Да, пока это была игра. Но она порождала потребность всегда иметь противника и, если реального врага нет, придумывать его — себе на доблесть, ему на горе. Девять десятых борьбы, виденной мной в жизни, были сражением с выдуманными врагами (особенно это касается битв, объявленных не простыми, а «принципиальными»). Сама эта формула — «принципиальная» борьба — приобретала мистический оттенок, в ней угадывалась нераскрываемая тайна, она исключала любую возможность допытываться причин раздора, она понуждала к вере, а не к разуму. История свидетельствует: именно там, где верят во вражду, вражда становится самой свирепой. Сошлюсь на религиозные войны, чтобы не будоражить более близкие дела.
Дотошный критицизм, иронические сомнения, душевный скепсис еще никогда не порождали войны. Война создается верой. Я говорю о больших войнах, а не о мелких пограничных, династических и грабительских стычках.
2
Научился читать я на четвертом году жизни.

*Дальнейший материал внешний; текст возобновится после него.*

PR #1234, opened 2025-09-09
RHTAP-4050: Refactoring Integrations

otaviof:
Refactoring the integrations to rely on a single actor to manage Kubernetes secrets, and split the business logic responsibility on dedicated components. This pull-request introduces a central integrations manager to be used later on for MCP tools.

## Summary by CodeRabbit

- New Features
  - Added unified integrations for ACS, Azure, Bitbucket, GitHub App, GitLab, Jenkins, and container registries (Artifactory, Nexus, Quay) with consistent CLI flags and validations.
  - Introduced an Integration Manager to register and manage integrations centrally.

- Refactor
  - Consolidated per-integration workflows into a shared integration provider; subcommands now use the common provider for secret creation and logging.

- Chores
  - Removed legacy per-integration implementations in favor of the unified model.


pkg/integration/containerregistry.go
Roming22, line 1: Semantic nit picking, but I believe this should be `imageregistry`, as a container is an instance of an image.
Note that the string "Container" appears a few time and would need to be replaced as well.

pkg/integration/githubapp.go
Roming22, line 1: Since we have just that single integration for GitHub, how about just renaming it `github`, so it matches the other git providers?

pkg/integration/githubapp.go
```diff
@@ -0,0 +1,261 @@
...
+		"slug":          []byte(appConfig.GetSlug()),
+		"updatedAt":     []byte(appConfig.UpdatedAt.String()),
+		"webhookSecret": []byte(appConfig.GetWebhookSecret()),
+		"token":         []byte(g.token),
+		"username":      []byte(username),
+	}, nil
+}
+
+// NewGithubApp instances a new GitHub App integration.
+func NewGithubApp(logger *slog.Logger, kube *k8s.Kube) *GitHubApp {
```
Roming22: `NewGitHubApp`?

pkg/integrations/manager.go
```diff
@@ -0,0 +1,72 @@
...
+	BitBucket      IntegrationName = "bitbucket"
+	GitHubApp      IntegrationName = "github-app"
+	GitLab         IntegrationName = "gitlab"
+	Jenkins        IntegrationName = "jenkins"
+	Nexus          IntegrationName = "nexus"
+	Quay           IntegrationName = "quay"
+	Trustification IntegrationName = "trustification"
+)
+
+const (
```
Roming22, line 34: I'm curious, why is this declared here instead of `containerregistry.go`?

Roming22 (commented):
Just a couple of nit picks as per usual, but it looks beautiful 🤩

pkg/integrations/manager.go
otaviof: The default image registries hostnames are informed here to be passed to the `integration.ImageRegistry`, a central location to hold the defaults.

pkg/integration/githubapp.go
otaviof: Thanks!

pkg/integration/githubapp.go
otaviof: On this PR I'm keeping the GitHub-App, as in `tssc integration github-app` consistent, I think would be a good idea to simply rename it to "GitHub" on a subsequent PR.

pkg/integration/containerregistry.go
otaviof: Sure, I agree, the name "Image Registry" makes more sense. Just renamed.

pkg/integration/githubapp.go
Roming22: Okay.

pkg/integration/imageregistry.go
```diff
@@ -0,0 +1,89 @@
...
+var _ Interface = &ImageRegistry{}
+
+const dockerConfigEx = `{ "auths": { "registry.tld": { "auth": "username" } } }`
+
+// PersistentFlags adds the persistent flags to the informed Cobra command.
+func (i *ImageRegistry) PersistentFlags(cmd *cobra.Command) {
+	p := cmd.PersistentFlags()
+
+	p.StringVar(&i.dockerConfig, "dockerconfigjson", i.dockerConfig,
+		fmt.Sprintf("JSON formatted registry credentails, e.g.: %q",
```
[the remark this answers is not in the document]
Roming22: @otaviof This is a valid comment.

pkg/integrations/manager.go
Roming22: I won't hold the PR for that, but I'm afraid I don't understand. Let's remember to discuss it on our 1-1.

pkg/integration/imageregistry.go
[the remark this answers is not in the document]
otaviof: Indeed, just fixed.

Roming22 (approved):
/lgtm

PR #1237, opened 2025-09-10
fix: disable microsoft auth in DH

Roming22:
The feature was not complete and is low priority, so it is disabled for 1.7.


dperaza4dustbit (approved):
/lgtm

PR #48, opened 2014-06-13
windows clone updates

quintes:
I had some issues pulling the code on win7, so i have updated the git-clone-others.bat and the URL in the README.md

### DIFF
--- a/script/git-clone-others.bat
+++ b/script/git-clone-others.bat
@@ -6,7 +6,7 @@ call :initializeWorkingDirAndScriptDir
 
 rem set startDateTime=`date +%s`
 
-set gitUrlPrefix=git@github.com:droolsjbpm/
+set gitUrlPrefix=https://github.com/droolsjbpm
 rem TODO dynamic gitUrlPrefix detection does not work on mac
 rem cd $scriptDir
 rem gitUrlPrefix=`git remote -v | grep --regex "^origin.*(fetch)$"`
@@ -25,7 +25,7 @@ for /F %%r in ('type %scriptDir%\repository-list.txt') do (
         echo ===============================================================================
         echo Repository: %%r
         echo ===============================================================================
-        call git clone %gitUrlPrefix%\%%r.git %%r
+        call git clone %gitUrlPrefix%/%%r.git %%r
         if "%ERRORLEVEL%" NEQ "0" (
             echo git clone failed
             goto:eof
--- a/README.md
+++ b/README.md
@@ -48,8 +48,9 @@ If you don't want to contribute to this project and you know git and maven, thes
 
 * To build all repositories:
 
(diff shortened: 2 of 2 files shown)


psiroky:
Trying to close/clean-up some old PRs...I think we have two options here:

(1) fix the `git-clone-others.bat` to automatically recognize if it should use ssh or git/https for cloning. This is already being done in the .sh script, so it would just be matter of porting that to the .bat file (not sure how hard/easy would that be

(2) remove the automatic git url prefix recognition from `git-clone-others.sh` and do what @ge0ffrey suggested: ask users whether they want to use ssh (for commiters) or git/https (anonymous access)

We should also mention this in the documentation, so users can pick from ssh or git/https when they are cloning the initial repo (this one).

ge0ffrey:
I like both options. They are both a step forward from the current reality.

psiroky:
I've been briefly looking into this again and it seems to me that adding this kind of logic into .bat script is lot of work. 

I would, however, like to keep the logic in the .sh file because it really is useful. I was thinking about creating PowerShell scripts (instead of plain .bat scripts) where it would be much easier to implement advanced stuff. @mbiarnes, @ge0ffrey  WDYT? Would you be ok with replacing the .bat scripts with PowerShell scripts?

ge0ffrey:
Do powershell scripts work on all modern desktop windows versions? So Windows 7 and every version higher? Do Windows developers recognize the extension as something that is executable on Windows?

A lot of contributors use windows, we don't want to alienate them.

psiroky:
Yes, the powershell is installed on all modern Windows machines (7+). Although on the desktop ones it may be a bit hidden (e.g. the standard command line is more visible). At least that what I encountered few years. I don't really use Windows so my knowledge is limited here.

But since the current version of scripts does not really work as expected (anonymous access is not working), I think these scripts would be a step forward. What I could also do is to create the powershell scripts and then wrap those in .bat files (just calling the powershell script from the .bat).  This should make it easier.

mbiarnes:
+1 linux use .sh, windows powershell (ex .bat) - what about MAC ?

psiroky:
I don't have access to MAC machine to test it, but since it is UNIX based system I expect the .sh files to work there the same as on Linux.

script/git-clone-others.bat
```diff
@@ -6,7 +6,7 @@ call :initializeWorkingDirAndScriptDir
 
 rem set startDateTime=`date +%s`
 
-set gitUrlPrefix=git@github.com:droolsjbpm/
+set gitUrlPrefix=https://github.com/droolsjbpm
```
psiroky: HTTPS is now stable and even recommend by github (https://help.github.com/articles/which-remote-url-should-i-use/).

psiroky:
I've finally merged the change in the `.bat` file as it makes things a bit more easier (anonymous access). In the long term we should consider switching from batch scripts to PowerShell.

PR #49, opened 2014-07-20
Added LogUtils class to contain LogType and LogOrder classes

emilianoandre:
Added prettytime dependency to use in the Logs screen in console

### DIFF
--- a/kie-parent-with-dependencies/pom.xml
+++ b/kie-parent-with-dependencies/pom.xml
@@ -751,7 +751,13 @@
         <artifactId>jetty-runner</artifactId>
         <version>${version.org.mortbay.jetty.runner}</version>
       </dependency>
-
+    
+      <dependency>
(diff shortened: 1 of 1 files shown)


psiroky:
This PR is pretty old. Do we still need to add this dependency?

psiroky:
@emilianoandre @Salaboy do we still need this changes in?

ge0ffrey:
@psiroky I wouldn't be surprised there's an accompanying PR on one of the jbpm repo's, with the actual feature. I don't see a link though.

But despite that, +1 to reject this PR rather than let it rot here. It's a shame that whatever feature was contributed wasn't picked up (aka sponsored) by someone, but it's almost a year, so now it is simply too late.

psiroky:
I could not find a related PR in any of other repos, so closing this one. Please re-open if the changes are still needed.

PR #58, opened 2015-01-19
Make dashbuilder-bom import later than jboss-integration-platform-bom

ryanzhang:
Bug 1183481 - dashbuilder-bom import should be lower priority than jboss-integration-platform-bom import.

In kie-parent-with-dependencies pom.xml, the dashbulder-bom import has the higher priority than jboss-integration-platform-bom. However dashbuilder-bom actually will introduce a dependency on jboss-integration-platform-bom.
This will cause a problem that when dashbuilder-bom is older than jboss-integration-platform-bom, then it will force droolsjbpm project use an older integration-platform-bom. And dashbuilder is outside droolsjbpm project group.
This case happened when I build 6.1.0 ER4. For some reason, dashbuilder-0.2.0.CR2 can't be rebuilt and the latest droolsjbpm still need to use old dashbuilder. 

So the request here is to make dashbuilder-bom define after jboss-integratioin-platform-bom import.

### DIFF
--- a/kie-parent-with-dependencies/pom.xml
+++ b/kie-parent-with-dependencies/pom.xml
@@ -147,13 +147,6 @@
         <scope>import</scope>
       </dependency>
       <dependency>
-        <groupId>org.dashbuilder</groupId>
-        <artifactId>dashbuilder-bom</artifactId>
-        <type>pom</type>
-        <version>${version.org.dashbuilder}</version>
-        <scope>import</scope>
-      </dependency>
-      <dependency>
         <groupId>org.jboss.errai</groupId>
         <artifactId>errai-config</artifactId>
         <version>${version.org.jboss.errai}</version>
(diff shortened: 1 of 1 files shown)


psiroky:
@ryanzhang I think the dashbuilder-bom should only define artifacts with groupId `org.dashbuilder`. See https://github.com/dashbuilder/dashbuilder/blob/0.2.x/dashbuilder-bom/pom.xml.

It should not introduce (import) any other BOM (e.g. the integration-platform-bom). 

I do agree that the dashbuilder is now an external dependency and such should be moved in that section, I am just not sure if that will resolve the issue you are seeing. Could please share some details?

ryanzhang:
I think It introduced other dependencies via dashbuilder-bom's parent ie,dashbuilder-parent-metadata.
@psiroky here is a real case:
in this build, https://brewweb.devel.redhat.com/buildinfo?buildID=412756
dashbuilder 0.2.0.CR2-redhat-1->mvel 2.2.2.Final-redhat-1
integration-platform-bom CR17-redhat-4 ->mvel 2.2.2.Final-redhat-2
The expectation is let  2.2.2.Final-redhat-2 to win
but the above build finally choose 2.2.2.Final-redhat-1 contribute to the problem I descripted here.

PR #61, opened 2015-04-27
internalizing i18n taglib (so old that cannot be found on maven

porcelli:
central). this will help remove the .tld and .jar from the codebase
of all kie related repos.


manstis:
http://github.com/droolsjbpm/droolsjbpm-build-bootstrap/commit/2f3049bfa

PR #63, opened 2015-05-05
Fix building list of required repositories

yurloc:
* fixed scope of `@prereq_list` variable so that it is visible to
  `prerequisites() sub`
* added detection of dependency cycle with debugging output (which prevents **infinite recursion**)


mrietveld:
Thanks @yurloc! In the future, please feel free to push commits directly for this file.

mrietveld:
(merged on master)

PR #65, opened 2015-05-07
additional dependencies needed for a clean setup of workbenches distros

porcelli:


manstis:
Yikes.. that wasn't the cleanest of merges... must check my "process" for the next one!!

PR #66, opened 2015-05-08
Remove duplicated script + move some scripts to checks/

psiroky:
I believe the moved (Perl) scripts are all checking something, so better place for them is the checks dir. One of the scripts was also duplicated, so I removed it.

@mrietveld I am doing this as PR to be sure I getting the meaning of the scripts right. Please take a quick look and let me know if you agree with these changes.


yurloc:
@psiroky `script/repo-dep-tree.pl` tries to read `./repository-list.txt` so the relative path has to be changed to `../repository-list.txt` when the script is moved.

psiroky:
Thanks @yurloc, this (and few other relative paths) should be fixed now.

mrietveld:
@psiroky Looks good, +1

psiroky:
Merged into master.

PR #68, opened 2015-05-17
maven-source-plugin: use -no-fork goals to avoid duplicated plugin executions

psiroky:
* the 'jar' and 'test-jar' goals invoke execution of whole
   lifecycle phase, which means all the plugins up to that
   phase are executed multiple times during the build.
   That includes for example enforcer and checkstyle plugins.
   See https://maven.apache.org/plugins/maven-source-plugin/plugin-info.html
   for more info.

 * using the -no-fork goals will make sure that only these
   goals are excuted and not the whole lifecycle again.
   The output of the build in target/ dir is the same both
   with and without this change.

@mbiarnes @ge0ffrey please take look just in case I missed something. I believe the change is safe, but its better if someone else reviews the changes before merging.

### DIFF
--- a/pom.xml
+++ b/pom.xml
@@ -353,7 +353,7 @@
             <execution>
               <id>jar</id>
               <goals>
-                <goal>jar</goal>
+                <goal>jar-no-fork</goal>
               </goals>
               <configuration>
                 <archive>
@@ -371,7 +371,7 @@
             <execution>
               <id>test-jar</id>
               <goals>
-                <goal>test-jar</goal>
+                <goal>test-jar-no-fork</goal>
               </goals>
               <configuration>
                 <archive>


mrietveld:
+10 -- especially because phases are no longer repeated!

mbiarnes:
+1 - the change is simple (from test-jar to test-jar-no-fork), the build is not affected and we will save build time

ge0ffrey:
Are those -no-fork goals new? I never heard of them. I wonder why they aren't the default: is there a disadvantage of using them? Or did the developer simply didn't want to take the risk breaking someone's build to improve everyone's build? Let's presume the latter until proven otherwise.

+1 but check if the enforcer plugin does get executed at least once after this change.

I have seen repeating phases before (javadocs, assembly plugin), but I hadn't seen any due to this yet.

psiroky:
Docs mention they were introduced in version `2.1`. I don't know if the behavior of the standard `jar` and `test-jar` goals changed as well.

Both `enforcer` and `checkstyle` plugin are executed once during the build (after the change).

psiroky:
TBH I've never seen these goals before either. I was looking at why some of the plugins are executed multiple times and this seems to be the cause.

mrietveld:
Maven executing phases multiple times is an old "feature-not-a-bug". Getting the link for the issue.. just a sec.

mrietveld:
I ran into this problem for generate-sources targets that I had: 

- [How to Prevent Generate-Sources from executing multiple times](http://blog.peterlynch.ca/2010/05/maven-how-to-prevent-generate-sources.html)

I'll double check that the [kie-remote-jaxb-gen](https://github.com/droolsjbpm/droolsjbpm-integration/tree/master/kie-remote/kie-remote-jaxb-gen) module builds correctly when this is merged.

psiroky:
Thanks for the link @mrietveld! That explains some of the mysteries I am seeing :) It seems the `jboss-parent` is trying to solve the issue mentioned in the article, see https://github.com/jboss/jboss-parent-pom/blob/jboss-parent-16/pom.xml#L662 . It overrides the config for `attach-sources` exec. id, so that only the `-no-fork` goal is called. However, we do have other execution called `jar`, so effective we are generating the -sources jar two times in the build. I will fix also that. Hopefully that's the last issue related to this :)

PR #72, opened 2015-06-05
[DROOLS-788] add kie-platform-bom

psiroky:
* kie-platform-bom should serve as a replacement for
   kie-parent-with-dependencies for cases where we
   need/want all the versions KIE projects are using
   (even the 3rd party ones like sl4j or commons-io).
   The kie-parent-with-dependencies now simply imports
   that BOM and adds the default junit and mockito deps
   (no change there). The plan is to eventually (for
   version 7.x) remove the kie-parent-with-dependencies
   and use only kie-parent and kie-platfrom-bom.

@ge0ffrey @mbiarnes please take a look and let me know what you think.


ge0ffrey:
+1 Makes senses (and is as discussed).

I think the next step after this is removing kie-parent-with-dependencies. Less is more: I think we can no longer justify the existence of kie-parent-with-dependencies. Once it's removed, we can probably just rename kie-parent-metadata back to kie-parent.

psiroky:
One minor issue with removing the `kie-parent-with-dependencies` is that is declares two test-scope dependencies - junit and mockito. So once we remove this parent, we will need to include these deps in all the 20 (or so) top-level POM files.

ge0ffrey:
I can live with that. Not everyone might use mockito anyway.

psiroky:
Yes, this is definitely not a blocker. We just need to keep in mind to upgrade POMs. As we discussed I will plan to remove the `kie-parent-with-dependencies` for 7.0 release. I will create JIRA for that and mention that we need to add the dependencies into the top-level POMs.

mbiarnes:
+1

psiroky:
I'll will update the PR so it is mergeable again, test it locally executing the whole build and commit the changes tomorrow if I don't find any issues.

psiroky:
Finally merged and pushed into master. https://github.com/droolsjbpm/droolsjbpm-build-bootstrap/commit/7eed026fb66f4af54075846a9a1f06b46b3d8643

PR #73, opened 2015-06-08
Selenium dependencies

ederign:


kie-parent-with-dependencies/pom.xml
```diff
@@ -101,6 +101,8 @@
     <!-- version overwrites resteasy in ip-bom - this upgrade has to be done in the jboss-ip-bom> -->
     <version.org.jboss.resteasy>2.3.10.Final</version.org.jboss.resteasy>
 
+    <version.org.seleniumhq.selenium.selenium-java>2.46.0</version.org.seleniumhq.selenium.selenium-java>
```
psiroky: In case there is no ambiguity we should use only the groupId. The artifactId is generally used when multiple dependencies with same groupId have different versions (like for example the org.apache.commons ones).

psiroky:
https://github.com/droolsjbpm/droolsjbpm-build-bootstrap/commit/5dbca3ecb4d607a219f262561e6134fc19804d99

PR #76, opened 2015-07-01
Add Issue Keeper dependency

livthomas:
Issue Keeper will allow us to connect tests with BZs or JIRAs using simple annotations. The test with such annotation is not run unless the related issue is resolved.

This is mostly used in jBPM engine tests which are being moved from QE test suite to jBPM repository and depend on the states of the related BZs.


mswiderski:
+1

Удивительного — и даже сколько-нибудь выдающегося — в этом нет. В современной интеллигентной семье, где книги — жизненная потребность, а не развлечение, трехлетние грамотеи давно не редкость. Мой сын Женя в два года читал на улицах такие надписи, как «столовая», «магазин», а в три отстукивал на машинке «папа», «мама», «Женя» и отчетливо разбирал любой крупный шрифт. Правда, я рос не в интеллигентной, а в рабочей семье, бабка моя была неграмотная, а с ней я проводил большую часть дня, но зато книг у нас было много (из киоска и для киоска) — что было делать с книгами, как не пытаться прочитать?
И все-таки удивительность в моем раннем чтении наличествовала. Удивительным было то, что научил меня Витя, мой брат (и мама ему не помогала). Он был старше меня почти на два года. Если трехлетние чтецы и не редки, то пятилетний учитель, конечно, необычен.
Он был, не сомневаюсь, выдающимся человеком, мой брат Витя. Все, что он делал и говорил, после его смерти стало легендой среди родных и знакомых — и оно заслуживало того. Он отличался от всех нас — и внешне, и по характеру.